Je reportais sans cesse la rencontre avec cet auteur, peut être trop à l'écoute des commentaires, j'avais mis Faulkner dans la case grande littérature, en imaginant que je n'allais pas tout suivre, passer à coté d'un chef d'oeuvre, je m'en faisais une montagne.

 

Certes, ce Monsieur fut détenteur en son temps du prix Nobel de littérature, et je n'ai pas l'habitude de lire des Prix Nobel, autant d'éloges que de réticences : Faulkner est difficile à lire. Et puis un jour, j'ai lu ces quelques mots d'une lectrice plus curieuse que moi, qui disait "Avec Faulkner, il faut accepter de ne pas tout comprendre", tout témoignait du lacher prise dans son commentaire, et je l'en remercie (Vive les blogueuses)!

 

Faulkner est rare, et surtout son écriture n'est pas lisse, rien que pour cela je ne pouvais que l'aimer. J'ai aimé lire à travers les lignes, Faulkner abuse de la suggestion, il exprime tant d'émotions sans les mots, il sait écrire sur ce qui ne peut être dit, car trop difficile à exprimer.

 

C'est l'histoire d'une famille du Sud des Etats Unis, une famille du  Mississipi, 3 frères Jason, Quentin, Maury/Benjamin, et leur soeur la belle Candace/Caddy. C'est une histoire presque construite comme une pièce de théatre, quatre moments de leur vie situés l'année 1910 et 1928, tour à tour nous suivons les pensées des trois frères et surtout des relations torturées entre eux, Caddy est au centre de l'histoire.

 

Cette famille subit les changements profonds de la guerre de secession, elle vole en éclats suite à l'écroulement de la société et de ce système de valeur basée sur la possession de terre et d'esclaves, en quelque sorte la perte de l'esprit du Sud.
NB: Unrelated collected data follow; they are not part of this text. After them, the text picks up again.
PR #213, opened 2023-07-18
fix: getRootNode() bug

luwes:
the `<html>` element is [HTMLHtmlElement](https://developer.mozilla.org/en-US/docs/Web/API/HTMLHtmlElement)

`getRootNode()` returns 

An object inheriting from Node. This will differ in exact form depending on where you called getRootNode(); for example:

- Calling it on an element inside a standard web page will return an HTMLDocument object representing the entire page (or <iframe>).
- Calling it on an element inside a shadow DOM will return the associated ShadowRoot.

---

I ran in to this bug when calling getElementById on the root node but the method didn't exist with Linkedom.
Code here https://github.com/muxinc/media-chrome/blob/main/src/js/media-theme-element.js#L177-L178

### DIFF
--- a/cjs/interface/node.js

Chacun des personnages perd son identité profonde, d'ou ce sentiment de folie chez les personnages, amenant une tension pour le lecteur.

 

C'est magnifiquement écrit, dans une confusion totale, Benjamin le cadet est attardé mental, il ouvre le récit, ce qui ajoute une dimension autre au récit lorsque le lecteur pénètre ses pensées, les cent premières pages destabilisantes, m'ont tenues, je n'avais jamais rien lu de tel.

 

Ce qui est difficile dans la progression de cette lecture, c'est que l'auteur passe d'un personnage à l'autre, d'une époque à l'autre tout se mélange et parfois la lumière n'arrive que quelques pages plus loin, parfois je ne suis pas arrivée à suivre le cheminement intérieur de chaque personnage, ma sensibilité étant fortement éloignée de certains c'était agaçant, et pourtant au bout du compte tout se tient.

 

Cette famille sudiste cohabite avec une famille noire, qui pour moi représente "Le bruit", ils sont bruyants : Dilsey la cuisinière, Markus et leurs enfants enfants TP, Frony, Versh, Luster ils sont les spectateurs impuissants de la descente aux enfers de cette famille, à laquelle ils appartiennent. Les liens etroits sont existants et pas uniquement basés sur la ségrégation, certains passages montrent comment ils prennent le dessus sur cette famille en pleine crise existentielle, de manière subtile.

 

Peut être que Le bruit et la fureur n'est pas le roman à lire de Faulkner pour l'apprécier je ne sais pas; pourtant en 300 pages, il dépeint le Sud des Etats Unis tel quel en pleine mutation, c'est de l'émotion brute, criarde, c'est dramatique, et c'est écrit pour toujours marqué au fer rouge, bien mieux que dans un livre d'Histoire.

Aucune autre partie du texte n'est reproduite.